Aim of the task
Copy the lines below that contain "async".

Records for the task
┄┄┄┄┄┄
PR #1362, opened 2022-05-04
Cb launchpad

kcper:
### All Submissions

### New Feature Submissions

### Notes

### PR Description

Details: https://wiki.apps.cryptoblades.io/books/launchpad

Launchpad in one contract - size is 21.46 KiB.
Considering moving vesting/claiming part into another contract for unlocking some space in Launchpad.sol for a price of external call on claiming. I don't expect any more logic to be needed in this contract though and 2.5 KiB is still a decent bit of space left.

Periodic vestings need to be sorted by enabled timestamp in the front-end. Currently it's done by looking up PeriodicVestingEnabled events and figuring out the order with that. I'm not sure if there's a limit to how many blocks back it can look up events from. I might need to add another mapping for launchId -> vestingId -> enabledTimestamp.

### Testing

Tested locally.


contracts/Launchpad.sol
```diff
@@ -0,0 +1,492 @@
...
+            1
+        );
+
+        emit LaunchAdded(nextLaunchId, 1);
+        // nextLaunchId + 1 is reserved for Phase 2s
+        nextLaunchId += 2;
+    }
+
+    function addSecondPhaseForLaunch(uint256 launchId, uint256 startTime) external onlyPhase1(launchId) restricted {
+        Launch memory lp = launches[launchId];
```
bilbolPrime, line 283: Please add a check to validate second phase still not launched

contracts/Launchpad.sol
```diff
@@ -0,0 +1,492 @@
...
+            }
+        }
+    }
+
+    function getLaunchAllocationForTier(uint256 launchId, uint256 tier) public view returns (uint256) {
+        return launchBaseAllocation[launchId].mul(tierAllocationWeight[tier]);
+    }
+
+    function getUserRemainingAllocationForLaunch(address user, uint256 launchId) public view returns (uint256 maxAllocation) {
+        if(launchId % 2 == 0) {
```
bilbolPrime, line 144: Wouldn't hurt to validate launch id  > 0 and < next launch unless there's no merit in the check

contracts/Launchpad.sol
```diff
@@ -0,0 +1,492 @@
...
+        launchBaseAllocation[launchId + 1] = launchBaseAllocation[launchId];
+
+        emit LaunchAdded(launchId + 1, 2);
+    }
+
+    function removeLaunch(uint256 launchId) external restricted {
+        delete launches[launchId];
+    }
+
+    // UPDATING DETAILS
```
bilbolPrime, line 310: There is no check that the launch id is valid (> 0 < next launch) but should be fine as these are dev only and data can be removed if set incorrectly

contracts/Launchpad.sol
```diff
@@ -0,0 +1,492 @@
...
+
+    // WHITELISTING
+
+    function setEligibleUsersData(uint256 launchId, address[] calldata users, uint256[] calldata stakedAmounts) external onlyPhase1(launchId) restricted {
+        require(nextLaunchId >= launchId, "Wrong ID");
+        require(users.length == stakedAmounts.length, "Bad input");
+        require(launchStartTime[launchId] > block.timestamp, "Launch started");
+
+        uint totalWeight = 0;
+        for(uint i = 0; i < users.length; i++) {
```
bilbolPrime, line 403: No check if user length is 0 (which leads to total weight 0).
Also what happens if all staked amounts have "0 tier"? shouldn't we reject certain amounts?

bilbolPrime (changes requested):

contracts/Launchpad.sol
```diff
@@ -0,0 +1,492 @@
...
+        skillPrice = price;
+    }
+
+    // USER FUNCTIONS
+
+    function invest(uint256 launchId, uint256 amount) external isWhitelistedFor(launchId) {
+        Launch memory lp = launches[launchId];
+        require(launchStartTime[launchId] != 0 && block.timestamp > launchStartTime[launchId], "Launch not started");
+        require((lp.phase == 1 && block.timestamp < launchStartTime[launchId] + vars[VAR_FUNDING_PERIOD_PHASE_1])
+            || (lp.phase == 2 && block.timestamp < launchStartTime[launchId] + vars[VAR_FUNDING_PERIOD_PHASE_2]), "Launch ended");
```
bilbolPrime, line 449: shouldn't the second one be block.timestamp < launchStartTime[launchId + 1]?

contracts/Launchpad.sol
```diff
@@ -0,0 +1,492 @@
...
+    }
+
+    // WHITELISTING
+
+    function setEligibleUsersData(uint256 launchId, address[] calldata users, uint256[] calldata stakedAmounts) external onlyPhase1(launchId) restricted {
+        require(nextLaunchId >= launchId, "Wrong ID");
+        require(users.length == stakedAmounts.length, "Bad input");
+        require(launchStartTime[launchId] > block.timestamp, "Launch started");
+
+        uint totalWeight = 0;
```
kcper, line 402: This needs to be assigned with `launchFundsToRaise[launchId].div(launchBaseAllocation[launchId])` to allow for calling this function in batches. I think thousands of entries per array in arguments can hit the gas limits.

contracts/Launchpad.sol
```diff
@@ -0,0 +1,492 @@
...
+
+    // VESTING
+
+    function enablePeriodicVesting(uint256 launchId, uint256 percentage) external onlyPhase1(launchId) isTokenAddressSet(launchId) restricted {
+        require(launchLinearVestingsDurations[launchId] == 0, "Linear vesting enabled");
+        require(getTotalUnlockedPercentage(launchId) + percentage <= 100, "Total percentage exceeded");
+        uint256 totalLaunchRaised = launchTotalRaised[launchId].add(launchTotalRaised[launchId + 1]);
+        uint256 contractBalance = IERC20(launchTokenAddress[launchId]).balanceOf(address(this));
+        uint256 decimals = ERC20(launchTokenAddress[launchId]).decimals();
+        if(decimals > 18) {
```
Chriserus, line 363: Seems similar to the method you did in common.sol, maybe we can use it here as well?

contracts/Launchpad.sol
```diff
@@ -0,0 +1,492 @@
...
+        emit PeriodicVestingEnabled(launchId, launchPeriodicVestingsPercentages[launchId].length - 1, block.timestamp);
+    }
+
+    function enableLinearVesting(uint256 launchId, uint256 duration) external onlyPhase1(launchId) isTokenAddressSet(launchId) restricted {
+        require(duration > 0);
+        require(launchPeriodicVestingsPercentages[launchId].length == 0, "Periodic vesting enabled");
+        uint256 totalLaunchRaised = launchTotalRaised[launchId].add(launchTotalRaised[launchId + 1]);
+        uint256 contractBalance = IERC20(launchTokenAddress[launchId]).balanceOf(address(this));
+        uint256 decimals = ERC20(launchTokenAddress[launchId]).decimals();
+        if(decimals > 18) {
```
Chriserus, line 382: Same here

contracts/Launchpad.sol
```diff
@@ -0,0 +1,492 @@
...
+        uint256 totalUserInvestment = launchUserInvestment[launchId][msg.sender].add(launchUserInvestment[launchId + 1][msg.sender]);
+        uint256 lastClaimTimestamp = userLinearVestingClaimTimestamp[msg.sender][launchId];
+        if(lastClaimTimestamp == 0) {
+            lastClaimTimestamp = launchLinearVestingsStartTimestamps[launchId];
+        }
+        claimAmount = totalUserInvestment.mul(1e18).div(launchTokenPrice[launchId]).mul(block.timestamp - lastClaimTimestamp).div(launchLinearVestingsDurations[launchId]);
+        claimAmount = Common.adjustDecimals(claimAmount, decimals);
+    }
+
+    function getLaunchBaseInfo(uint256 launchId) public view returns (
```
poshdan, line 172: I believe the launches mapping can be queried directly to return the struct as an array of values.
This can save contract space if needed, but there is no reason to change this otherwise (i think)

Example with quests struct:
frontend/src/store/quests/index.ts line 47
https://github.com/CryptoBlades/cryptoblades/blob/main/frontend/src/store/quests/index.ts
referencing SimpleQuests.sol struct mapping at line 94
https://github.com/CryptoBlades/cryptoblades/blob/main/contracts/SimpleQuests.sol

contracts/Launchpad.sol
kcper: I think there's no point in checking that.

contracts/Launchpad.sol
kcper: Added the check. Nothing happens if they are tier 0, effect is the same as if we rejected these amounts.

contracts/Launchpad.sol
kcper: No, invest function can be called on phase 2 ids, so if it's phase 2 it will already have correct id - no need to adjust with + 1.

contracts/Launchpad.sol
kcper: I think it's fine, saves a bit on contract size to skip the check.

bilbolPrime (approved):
┄┄┄┄┄┄
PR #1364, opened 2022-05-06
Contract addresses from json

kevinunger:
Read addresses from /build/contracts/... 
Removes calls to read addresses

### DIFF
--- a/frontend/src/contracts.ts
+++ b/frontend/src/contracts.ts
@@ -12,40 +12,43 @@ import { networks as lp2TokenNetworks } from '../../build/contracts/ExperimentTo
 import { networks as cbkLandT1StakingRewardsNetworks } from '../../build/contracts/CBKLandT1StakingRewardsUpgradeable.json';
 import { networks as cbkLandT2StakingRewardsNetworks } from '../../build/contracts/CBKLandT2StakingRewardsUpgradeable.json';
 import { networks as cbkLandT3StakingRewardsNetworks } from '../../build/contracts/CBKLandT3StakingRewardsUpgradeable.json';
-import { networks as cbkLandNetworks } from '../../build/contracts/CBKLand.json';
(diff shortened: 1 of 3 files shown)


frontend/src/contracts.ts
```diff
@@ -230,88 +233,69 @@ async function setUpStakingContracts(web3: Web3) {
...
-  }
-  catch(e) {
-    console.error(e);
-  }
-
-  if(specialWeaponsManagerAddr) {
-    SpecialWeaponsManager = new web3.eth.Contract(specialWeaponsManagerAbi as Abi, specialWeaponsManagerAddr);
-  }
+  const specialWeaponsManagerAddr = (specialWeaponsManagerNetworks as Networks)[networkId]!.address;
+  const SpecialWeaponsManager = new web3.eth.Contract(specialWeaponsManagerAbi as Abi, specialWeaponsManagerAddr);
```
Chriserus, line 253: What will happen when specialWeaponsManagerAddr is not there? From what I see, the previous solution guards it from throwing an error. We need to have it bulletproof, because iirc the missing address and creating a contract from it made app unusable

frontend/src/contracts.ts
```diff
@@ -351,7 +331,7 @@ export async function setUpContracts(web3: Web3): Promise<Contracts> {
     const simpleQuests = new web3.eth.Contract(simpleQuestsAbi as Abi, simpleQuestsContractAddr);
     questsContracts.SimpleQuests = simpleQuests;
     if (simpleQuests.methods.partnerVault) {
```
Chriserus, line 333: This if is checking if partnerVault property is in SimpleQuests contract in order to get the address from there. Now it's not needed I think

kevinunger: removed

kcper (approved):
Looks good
┄┄┄┄┄┄
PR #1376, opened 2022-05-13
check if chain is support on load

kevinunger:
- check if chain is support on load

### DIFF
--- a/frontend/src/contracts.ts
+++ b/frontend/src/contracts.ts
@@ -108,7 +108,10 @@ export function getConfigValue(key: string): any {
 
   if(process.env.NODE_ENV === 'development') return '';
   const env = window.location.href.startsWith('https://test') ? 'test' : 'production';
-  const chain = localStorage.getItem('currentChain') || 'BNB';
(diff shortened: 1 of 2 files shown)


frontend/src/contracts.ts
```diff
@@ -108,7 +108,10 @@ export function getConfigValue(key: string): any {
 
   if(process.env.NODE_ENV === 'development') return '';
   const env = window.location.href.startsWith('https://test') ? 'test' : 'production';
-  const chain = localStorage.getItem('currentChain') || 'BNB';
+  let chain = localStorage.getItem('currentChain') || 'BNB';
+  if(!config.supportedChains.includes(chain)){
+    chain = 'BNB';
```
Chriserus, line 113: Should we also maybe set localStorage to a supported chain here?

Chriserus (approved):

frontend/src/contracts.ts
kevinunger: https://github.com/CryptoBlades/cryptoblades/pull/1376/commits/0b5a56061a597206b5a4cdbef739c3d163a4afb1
┄┄┄┄┄┄
Result of the exercise
@@ -230,88 +233,69 @@ async function setUpStakingContracts(web3: Web3) {
@@ -351,7 +331,7 @@ export async function setUpContracts(web3: Web3): Promise<Contracts> {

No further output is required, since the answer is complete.